It was then that I carried you. Wow.

As an adult it isnt often we feel the support of something like this. I carried you.

Think about the last time you were carried. Most likely by your parents or even maybe by your spouse or boyfriend you know before you gained like 40 lbs.

Being carried means that you are unable to move on alone. You need the help of someone. Someone strong, someone who loves you more than life. Someone who struggles for you so you dont have to.

D3's boyfriend carried her up the stairs recently. It was adorable. He is strong and totally in love with her and she was tired and cranky and he carried her.

Hubby used to carry me. Well before I weighed !@##$ and the safe feeling of being carried was taken over by my fear of him having a heart attack or even worse, dropping me.

I am beating around a very large bush, the burning bush? maybe.

In any case, I have always thought this poem meant something. At different points in my life I have seriously believed in God and other times when I just sensed the presence of a higher power and felt comfortable in that. There have been very few times when I totally shunned the presence of some sort of God. But that time is now.

There cannot be a God that allows criminals to win while law abiding citizens lose.

I dont know how much of this story I have told but I will be brief because the excrutiating details are too hard to go into.

We opened a girls sporting goods store. From scratch. We rented a store in a busy shopping center, we ordered all the inventory, we bought all the racks and shelves and the cash register. We did it all. The store was successful but after a short time the tragedies in my family overtook my enthusiasm for the store and I just couldnt keep dividing my time between running the store and taking care of the people that needed me.

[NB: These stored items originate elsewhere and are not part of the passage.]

PR #195, opened 2020-11-27
LPAL-13 - Cookie settings send user to home page

Raffers:
## Purpose
LPA: When a user clicks on the cookie settings link in the banner or at the page footer, once they have saved their cookies preferences/changes they do not return to the page they were on prior. Instead, they are referred to the home page.

The user should be returned to the page they were on after they have accepted/managed cookies

Fixes LPAL-13

## Approach

Due to tech debt this initial approach to this was scrapped. Which would have been a dynamic redirect after the form was submitted. This has been changed to opening the cookie settings page, via the cookie banner. In a new page, where after submitting the form a temp cookie is created with a TTL of 30 seconds & subsequent JS to detect & close the page.

## Learning

## Checklist


service-front/module/Application/view/layout/twig/layout.twig
```diff
@@ -152,7 +152,7 @@
     </script>
 
     <script src="/assets/v2/js/libs/jquery.min.js"></script>
-    <script src="{{ StaticAssetPath( '/assets/v2/js/application.js', { 'minify':true } ) }}"></script>
```
townxelliot: Should minify be re-enabled now? (assuming you switched it off for debugging purposes)

nickdavis2001 (approved):
Approved. Seems like a decent job under the circumstances, I slightly worry about the timeout to close it and lack of a test (although to be fair thats difficult to implement right now). Would be good to get @williamfalconeruk to take a look too.

service-front/public/assets/v2/js/application.js
```diff
@@ -25666,6 +25666,12 @@ this["lpa"]["templates"]["shared.loading-popup"] = Handlebars.template({"compile
                 window.GOVUK.cookie('cookie_policy') || window.GOVUK.setDefaultConsentCookie()
             }
 
+            if (this.isInCookiesPage() && !this.isInIframe() && 'true' === window.GOVUK.cookie('submitted_cookie_page')) {
```
townxelliot, line 25669: I'm not sure what the purpose of this is. Could you please explain? Thanks.

Raffers: The conditional or the timeout below?
The conditional is set as the Cookie Consent section is checked on every page loaded & as I've created a very short-lived cookie to check if cookie options have been submitted. As it was causing further pain to see if we can just add a param to the URL.

The time out I've included as unless I included this it wouldn't run correctly locally.

service-front/module/Application/view/layout/twig/layout.twig
Raffers: Yer, I've reverted this back.

williamfalconeruk (approved):

PR #196, opened 2020-11-27
Lpal 129 vuln fix for pdf container

williamfalconeruk:
## Purpose
We are seeing a number of vulnerabilities being picked up in the pdf (previously masked by an unknown CVE) container scan. the safest option here is to move to an alpine linux container, which has less in it. This will mean a number of changes as PDFTK is not supported as a package since 3.8 of alpine. 
However there is a maintainer of a java ported version, which we are now using.
 
This appears to be the recommended approach..

Fixes LPAL-129

## Approach
- Update dockerfile to Alpine
- Replace install libraries and include those needed for php, xdebug and bash
- Add install of openjdk8-jre to support the java port
- pull version 3.2.1 of the pdftk-java jar
- include executable shell script to sit over the top of the jar file

## Learning
Context:
- Removal of support for older PDFTK: https://bugs.debian.org/cgi-bin/bugreport.cgi?bug=892539
- stackoverflow research (relates to ubuntu, but gave pointers) : https://askubuntu.com/questions/1028522/how-can-i-install-pdftk-in-ubuntu-18-04-and-later#new-answer
- deprecation issue raised in Alpine: https://gitlab.alpinelinux.org/alpine/aports/-/issues/10136 

Sources:
- pdftk-java gitlab repo: https://gitlab.com/pdftk-java/pdftk
- pdftk Docker file definition: https://github.com/clevyr/docker-pdftk-java  

Note - PDFTK is pinned to 3.2.1 as the last stable release from the above gitlab repo. our internal channels are subscribed to the rss feed for this, so we can monitor for changes. 

in addition the pdftk-java repo maintainer is attempting to coordinate with the docker file repo maintainer to keep versions up-to-date, so we could use that [directly](https://github.com/clevyr/docker-pdftk-java/blob/master/README.md) instead in future.

## Checklist

### DIFF
--- a/.circleci/config.yml
+++ b/.circleci/config.yml
@@ -321,7 +321,7 @@ orbs:
                 if << parameters.unit_test >> ; then
                   docker run -d --env AWS_ACCESS_KEY_ID='-' --env AWS_SECRET_ACCESS_KEY='-' --name tests << parameters.ecr_url >>/<< parameters.ecr_repository_name_prefix >>_app:latest
                   docker exec tests docker-php-ext-enable xdebug
-                  docker exec tests /app/vendor/bin/phpunit --d memory_limit=256M
+                  docker exec tests /app/vendor/bin/phpunit -d memory_limit=256M
                 else
                   echo "phpunit tests not required for this service"
                 fi
--- a/.circleci/config.yml
+++ b/.circleci/config.yml
@@ -321,7 +321,7 @@ orbs:
                 if << parameters.unit_test >> ; then
                   docker run -d --env AWS_ACCESS_KEY_ID='-' --env AWS_SECRET_ACCESS_KEY='-' --name tests << parameters.ecr_url >>/<< parameters.ecr_repository_name_prefix >>_app:latest
                   docker exec tests docker-php-ext-enable xdebug
-                  docker exec tests /app/vendor/bin/phpunit
+                  docker exec tests /app/vendor/bin/phpunit --d memory_limit=256M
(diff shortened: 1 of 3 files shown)


.circleci/config.yml
```diff
@@ -321,7 +321,7 @@ orbs:
                 if << parameters.unit_test >> ; then
                   docker run -d --env AWS_ACCESS_KEY_ID='-' --env AWS_SECRET_ACCESS_KEY='-' --name tests << parameters.ecr_url >>/<< parameters.ecr_repository_name_prefix >>_app:latest
                   docker exec tests docker-php-ext-enable xdebug
-                  docker exec tests /app/vendor/bin/phpunit
+                  docker exec tests /app/vendor/bin/phpunit -d memory_limit=256M
```
charlesmmarshall, line 324: Hey - do we want the memory limit change for the phpunit tests in this pr?

williamfalconeruk: i needed it in to test the build through, can remove this after.

charlesmmarshall: 👍

charlesmmarshall (dismissed):

williamfalconeruk:
Slack message:
Screenshot 2020-11-27 at 13 49 12
ECR:
Screenshot 2020-11-27 at 13 51 05

Look no vulnerabilities!

charlesmmarshall (approved):

Raffers (approved):

PR #198, opened 2020-12-01
more Cypress steps/features to replace Casper

nickdavis2001:
## Purpose
_Adding more steps and features to replace Casper with Cypress _

## Approach

Re-implement existing Casper tests because although these are sub-optimal, it ensures we still have the same level of testing as a starting point. It will then be easy to restructure this as a next step.

- Rewrite S3Monitor in python to keep Dockerfile much simpler and avoid PHP dependencies. 
- New start.sh for kicking this off.
- Re-implement Casper 01-Homepage tests in Cypress as Homepage.feature and step files. Currently, 06-noCookies is not re-implemented, because cypress doesn't support disabling cookies - see https://github.com/cypress-io/cypress/issues/5560.
- Re-implement Casper 02-Signup tests in Cypress as Signup.feature and step files. Currently, logout test is commented out in feature file as it doesn't work yet.
- Re-implement Casper 03-Authentication tests in Cypress as Authentication.feature and step files. 
- Re-implement Casper 04-PasswordReset and 35-ChangePassword tests in Cypress as Password.feature and step files. 
- Re-implement Casper 99-Feedback tests in Cypress as Feedback.feature and step files. 

Casper tests left to do, in future PR(s) are , get the logout part of Signup working, do from Casper 05-CreatePfLPA (this is started, in CreatePfLPA.feature), 15-CreateHwLpa, 25-CreatePfLPAClone

## Learning

Found some issues including :

- Title dropdown (Mr/Mrs etc) when filling out personal details, after failing validation, wrongly becomes a textbox . https://opgtransform.atlassian.net/browse/LPAL-232
- certain attribute fields in twigs get overwritten by PHP, and it all ultimately gets overwritten by javascript. https://opgtransform.atlassian.net/browse/LPAL-234
- Changing a password to something invalid, after having already changed it with a forgot password link, is broken : https://opgtransform.atlassian.net/browse/LPAL-261
- Some form fields may be hidden when they shouldn't be (not currently tested properly - casper filled them in whether hidden or not, for now cypress does the same, needs revisiting). The extent to this i:e how many pages affected, is currently unknown.
- The only emails tested by Casper are Activation, and Password reset for existing user. Numerous other emails sent by the system aren't currently tested

## Checklist


cypress/S3Monitor.py
```diff
@@ -0,0 +1,131 @@
...
+
+# Extract the plus part from emails of the form:
+# basename+pluspart@example.com
+def getPlusPartFromEmailAddress(email):
+    plusPos = email.find('+')
+    atPos = email.find('@')
+    userIdLength = atPos - plusPos - 1
+    userId = email[plusPos + 1:atPos]
+    return userId
+
```
townxelliot, line 46: Suggest using a regex and groups instead of character positions, e.g.

```
import re

def getPlusPartFromEmailAddress(email):
    match = re.search("[^\+]\+(.+)@", email)
    if match is None:
        return ""
    return match.group(1)
```

nickdavis2001: Thanks that works. :)  I had just replicated the slightly clumsy way done in the original PHP, but this is nicer!

cypress/S3Monitor.py
```diff
@@ -0,0 +1,130 @@
...
+        result = s3Client.get_object(Bucket=mailbox_bucket,Key=s3Key)
+        bodyContent = quopri.decodestring(result["Body"].read()).decode('latin-1')
+        #print(f'Parsing {s3Key}')
+        parse_email(bodyContent, s3Key)
+
+def monitor_bucket(s3Client):
+    seenkeys = []
+
+    while True:
+        #print('Checking S3')
```
Raffers, line 111: This comment & the below on line 119/120, are they still needed?

cypress/S3Monitor.py
```diff
@@ -0,0 +1,130 @@
...
+
+    if re.search(reset_password_no_account_subject, bodyContent) is not None:
+        print("Found Password reset for a non-existent account. This shouldn't happen during tests, one explanation can be running password reset test before test that signs user up")
+        return write_unrecognized_file(s3Key,bodyContent,'noaccountpasswordreset')
+
+    # handle other emails. Ultimately, we should be testing these other emails as well
+    print("Found an email that is not an Activate or Password reset. Don't know what to do with it")
+    write_unrecognized_file(s3Key,bodyContent,'unrecognized')
+
+def write_unrecognized_file(s3Key,bodyContent, filePrefix):
```
Raffers, line 94: The spacing here & on process_bucket_object

cypress/S3Monitor.py
```diff
@@ -0,0 +1,130 @@
...
+    if re.search(reset_password_subject, bodyContent) is not None:
+        return parseBody(bodyContent, reset_password_subject, 'passwordreset', 'forgot-password\/reset')
+
+    if re.search(reset_password_no_account_subject, bodyContent) is not None:
+        print("Found Password reset for a non-existent account. This shouldn't happen during tests, one explanation can be running password reset test before test that signs user up")
+        return write_unrecognized_file(s3Key,bodyContent,'noaccountpasswordreset')
+
+    # handle other emails. Ultimately, we should be testing these other emails as well
+    print("Found an email that is not an Activate or Password reset. Don't know what to do with it")
+    write_unrecognized_file(s3Key,bodyContent,'unrecognized')
```
Raffers, line 92: You've got a lot of spacing consistency issues in this file in the code & function def's

cypress/S3Monitor.py
```diff
@@ -0,0 +1,130 @@
...
+            emailFile.close()
+    else:
+        print(f'Message: {subject} does not match regex {regex}') 
+        print('----------------------------------------------------------------------------------')
+
+def parse_email(bodyContent, s3Key):
+    activate_subject = 'Activate your lasting power of attorney account'
+    reset_password_subject = 'Password reset request'
+    reset_password_no_account_subject = 'Request to reset password'  # this is the title for password resets where the account doesn't exist yet. We may need to test this too ultimately
+    if re.search(activate_subject, bodyContent) is not None:
```
Raffers, line 80: A new line so this is more readable?

cypress/S3Monitor.py
```diff
@@ -0,0 +1,130 @@
...
+    if re.search(reset_password_no_account_subject, bodyContent) is not None:
+        print("Found Password reset for a non-existent account. This shouldn't happen during tests, one explanation can be running password reset test before test that signs user up")
+        return write_unrecognized_file(s3Key,bodyContent,'noaccountpasswordreset')
+
+    # handle other emails. Ultimately, we should be testing these other emails as well
+    print("Found an email that is not an Activate or Password reset. Don't know what to do with it")
+    write_unrecognized_file(s3Key,bodyContent,'unrecognized')
+
+def write_unrecognized_file(s3Key,bodyContent, filePrefix):
+        fileSuffix = s3Key[s3Key.rfind('/')+1:]
```
Raffers, line 95: You've put other bits like this into a separate single letter var before doing any sort of slice. I prefer doing it this way, but for consistency which one is to be followed?

cypress/S3Monitor.py
nickdavis2001: fixed a bunch now

cypress/S3Monitor.py
nickdavis2001: not strictly necessary. now removed for tidiness

cypress/S3Monitor.py
nickdavis2001: comment now moved to clearer place

cypress/S3Monitor.py
nickdavis2001: Generally I put it in another var where I feel its needed for clarity. Didn't feel like that was necessary in this case, and don't feel like that needs to be totally consistent across the code.

Raffers (dismissed):

cypress/S3Monitor.py
```diff
@@ -0,0 +1,127 @@
...
+        activationLink = bodyContent[s:e]
+        print(f'{ thetype } link { activationLink }')
+
+        emailRegex = 'To: (.+)'
+
+        emailMatch = re.search(emailRegex, bodyContent)
+        if emailMatch is not None:
+            es = emailMatch.start()
+            ee = emailMatch.end()
+            toEmail = bodyContent[es:ee]
```
townxelliot, line 63: If you just want the email address, you could do `toEmail = emailMatch.group(1)` here, I think (no need for ee and es).

nickdavis2001: Sure, that's more elegant :) just needed the email address, so , now done the emailMatch.group(1).  Looks to work fine.

townxelliot:
@nickdavis2001 I notice several warnings when I run this locally:

```
npm WARN deprecated cucumber@4.2.1: The npm package has moved to @cucumber/cucumber
npm WARN deprecated debug@4.1.1: Debug versions >=3.2.0 <3.2.7 || >=4 <4.3.1 have a low-severity ReDos regression when used in a Node.js environment. It is recommended you upgrade to 3.2.7 or 4.3.1. (https://github.com/visionmedia/debug/issues/797)
npm WARN deprecated chokidar@2.1.8: Chokidar 2 will break on node v14+. Upgrade to chokidar 3 with 15x less dependencies.
npm WARN deprecated fsevents@1.2.13: fsevents 1 will break on node v14+ and could be using insecure binaries. Upgrade to fsevents 2.
npm WARN deprecated urix@0.1.0: Please see https://github.com/lydell/urix#deprecated
npm WARN deprecated resolve-url@0.2.1: https://github.com/lydell/resolve-url#deprecated
npm WARN deprecated core-js@2.6.12: core-js@<3 is no longer maintained and not recommended for usage due to the number of issues. Please, upgrade your dependencies to the actual version of core-js@3.
```

I think we can still merge, but once in should raise another issue to upgrade the cypress container (I think that's what's producing this) to remove these errors.

Makefile
```diff
@@ -154,7 +154,10 @@ integration-api-local:
 .PHONY: cypress-local
 cypress-local:
 	docker build -f ./cypress/Dockerfile  -t cypress:latest .; \
-	docker run -it -e "CYPRESS_baseUrl=https://localhost:7002" --network="host" --rm cypress:latest cypress run --spec cypress/integration/BasicLogin.feature
+	#aws-vault exec moj-lpa-dev -- docker run -it -e AWS_ACCESS_KEY_ID -e AWS_SECRET_ACCESS_KEY -e AWS_SESSION_TOKEN -e "CYPRESS_baseUrl=https://localhost:7002" --entrypoint ./cypress/start.sh --network="host" --rm cypress:latest run
```
townxelliot, line 157: Please remove spurious makefile lines and statements

cypress/Dockerfile
```diff
@@ -2,9 +2,17 @@ FROM cypress/included:5.2.0
 
 WORKDIR /app
 
-RUN npm install --save-dev cypress-axe@0.9.1 axe-core cypress-cucumber-preprocessor cosmiconfig
+RUN apt-get update && \
+  apt-get install -y python3-pip 
 
+RUN pip3 install boto3
+
+RUN npm install --save-dev cypress-axe@0.9.1 axe-core cypress-cucumber-preprocessor cosmiconfig cypress-tags
```
townxelliot, line 10: cosmiconfig is not required here as far as I can tell; cypress-tags is a dependency of cypress-cucumber-preprocessor so we could remove that (as we're relying on the cypress-tags script wrapper which is in cypress-cucumber-preprocessor, not cypress-tags directly)

Makefile
```diff
@@ -154,7 +154,10 @@ integration-api-local:
...
+#	aws-vault exec moj-lpa-dev -- docker run -it -e AWS_ACCESS_KEY_ID -e AWS_SECRET_ACCESS_KEY -e AWS_SESSION_TOKEN -e "CYPRESS_baseUrl=https://localhost:7002" --entrypoint bash --network="host" --rm cypress:latest 
+# attempt to use cypress-tags under development. does not currently work , uncomment to make work
+	aws-vault exec moj-lpa-dev -- docker run -it -e AWS_ACCESS_KEY_ID -e AWS_SECRET_ACCESS_KEY -e AWS_SESSION_TOKEN -e "CYPRESS_baseUrl=https://localhost:7002" --entrypoint ./node_modules/.bin/cypress-tags --network="host" --rm cypress:latest run -e TAGS='not @SignUp'
```
townxelliot, line 160: As the CreatePfLpa.feature tests fail, I suggest we add that to the `TAGS` specification so it isn't run; otherwise the cypress tests fail and will break the build (unless you're planning on fixing it before we merge this PR).

cypress/integration/Password.feature
```diff
@@ -0,0 +1,51 @@
...
+        Then I am taken to the type or dashboard page
+        # change password back to old one. This wasn't in the original casper tests, but ensures this feature doesn't have any side effects 
+        When I visit link containing "Your details"
+        Then I am taken to "/user/about-you"
+        When I visit link containing "Change Password"
+        Then I am taken to "/user/change-password"
+        When I change password back to my old one
+        And I see "Your new password has been saved" in the page text
+
+
```
townxelliot, line 51: These tests fail for me with:

```
Running:  Password.feature                                                                (5 of 5)


  Password
    1) Change existing password with invalid details
    2) Reset Password using email link


  0 passing (2m)
  2 failing

  1) Password
       Change existing password with invalid details:
     AssertionError: Timed out retrying: Expected to find content: 'Your details' but never did.
      at Context.eval (https://localhost:7002/__cypress/tests?p=cypress/integration/Password.feature:344:6)
      at Context.resolveAndRunStepDefinition (https://localhost:7002/__cypress/tests?p=cypress/integration/Password.feature:11940:9)
      at Context.eval (https://localhost:7002/__cypress/tests?p=cypress/integration/Password.feature:11281:35)

  2) Password
       Reset Password using email link:
     AssertionError: Timed out retrying: `cy.readFile("cypress/activation_emails/undefined.passwordreset")` failed because the file does not exist at the following path:

`/app/cypress/activation_emails/undefined.passwordreset`

https://on.cypress.io/readfile
      at openEmailAndVisitLink (https://localhost:7002/__cypress/tests?p=cypress/integration/Password.feature:81:6)
      at Context.eval (https://localhost:7002/__cypress/tests?p=cypress/integration/Password.feature:75:3)
      at Context.resolveAndRunStepDefinition (https://localhost:7002/__cypress/tests?p=cypress/integration/Password.feature:11940:9)
      at Context.eval (https://localhost:7002/__cypress/tests?p=cypress/integration/Password.feature:11281:35)
```

Any ideas?

townxelliot (changes requested):
Thanks @nickdavis2001. I tried the test locally and spotted a few things which I've commented on here. I will try doing a full reset and running them again in case it's something in my environment (stale containers etc.).

cypress/integration/Password.feature
nickdavis2001: You have to run Password.feature after Signup.feature, during that run of the docker container. It resets the password for a user that has signed up. This is what the Casper tests did. Ultimately, as previously discussed as a group, we ought to have some code which, if it fails to find the signed up user, goes and makes that on the fly, although we ought to retain as part of the tests in CI, the scenario of a user being signed up via the website and everything being tested again after that.

cypress/Dockerfile
nickdavis2001: yeah cosmiconfig was legacy from getting cypress-axe and cypress-cucumber to play together and that is true cypress-tags gets pulled in anyway

Makefile
nickdavis2001: I've removed the accordion check for now. This will mean this test always passes. We can work out later how to be sure we only check the accordion when it is meant to be there. Regarding breaking the build, a failure in Cypress tests at the moment gets swallowed. We could now perhaps switch that so it does indeed break the build. However... the problem then is a11y tests would also break it. So we need a way first to get it to do conditional fails i:e we swallow a11y errors but not others. I'll make a story for that.

Makefile
nickdavis2001: Done.

cypress/integration/Password.feature
townxelliot: Thanks for clarifying. Does this mean we also need to switch these tests off if signup is off?

cypress/start.sh
```diff
@@ -0,0 +1,46 @@
...
+    echo "Running Cypress GUI"
+# pass supplied args to cypress
+    CYPRESS_CMD="cypress $@"
+    echo $CYPRESS_CMD
+    $CYPRESS_CMD
+else
+    # Its headless (used in CircleCI) so run the signup test first followed by all others
+    echo "Running Cypress headless"
+    ./node_modules/.bin/cypress-tags run -e TAGS='@SignUp' 
+	./node_modules/.bin/cypress-tags run -e TAGS='not @SignUp'
```
townxelliot, line 33: indent is out here

Makefile
```diff
@@ -154,7 +154,11 @@ integration-api-local:
 .PHONY: cypress-local
 cypress-local:
 	docker build -f ./cypress/Dockerfile  -t cypress:latest .; \
-	docker run -it -e "CYPRESS_baseUrl=https://localhost:7002" --network="host" --rm cypress:latest cypress run --spec cypress/integration/BasicLogin.feature
+	aws-vault exec moj-lpa-dev -- docker run -it -e AWS_ACCESS_KEY_ID -e AWS_SECRET_ACCESS_KEY -e AWS_SESSION_TOKEN -e "CYPRESS_baseUrl=https://localhost:7002" --entrypoint ./node_modules/.bin/cypress-tags --network="host" --rm cypress:latest run -e TAGS='not @SignUp'
```
townxelliot, line 157: I would remove `TAGS` from this command line as it's ignored in start.sh anyway.

cypress/integration/Password.feature
nickdavis2001: In CI, we explicitly run the Signup tests (tests tagged Signup) followed by all tests not tagged Signup. When running locally through the GUI, you can easily do that by hand. I have now changed the cypress-local target in Makefile, so it does exactly what CI does, which sorts this.

Makefile
nickdavis2001: now does the same way as CI

townxelliot (approved):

We were going out of business when a con man who we sort of knew came in and offered us money for the store. He played us when we were in the middle of such tremendous grief that we werent paying attention. He stole everything we had and planned to take advantage of us in such a way that it would make you sick if I outlined the exact way in which he did this. His name is Michael Gongas and if you ever come across him, run for your life. He is a professional con man who stole Sportsjust4girls from me and now he has gotten away with it.

We have been sueing him for the money he never paid for the store since 2005. I have paid my lawyer over 8000 dollars and owe him 18000 more. The judge ruled against us because in my deposition I said I handed him the inventory list and in my affadavit I said I left it on the counter. And he says that he never got the inventory list and that there was no inventory.

Blah Blah Blah the story is endless. the pain is eternal. The dissapointment almost debillitating.

I just have this unending feeling of unfairness. Of course you are hearing my side and of course he has a side. His side comes from being a con artist though. He has the store in his possession, always has since 2005. He used my credit card to buy socks, 800 dollars worth of socks. He ran up the electric bill and other bills and left them in my name.

and he never paid us for the store. and the judge thought the whole case hinged on the fact that I said one thing 3 years ago and I said another a few months ago.

Motion for Summary Judgement:DENIED

He stole a whole store. He entered into a contract to purchase a business from me and never paid for it. and the judge looked at hundreds of papers of information and thought the whole point rested on the fact that I said two different things.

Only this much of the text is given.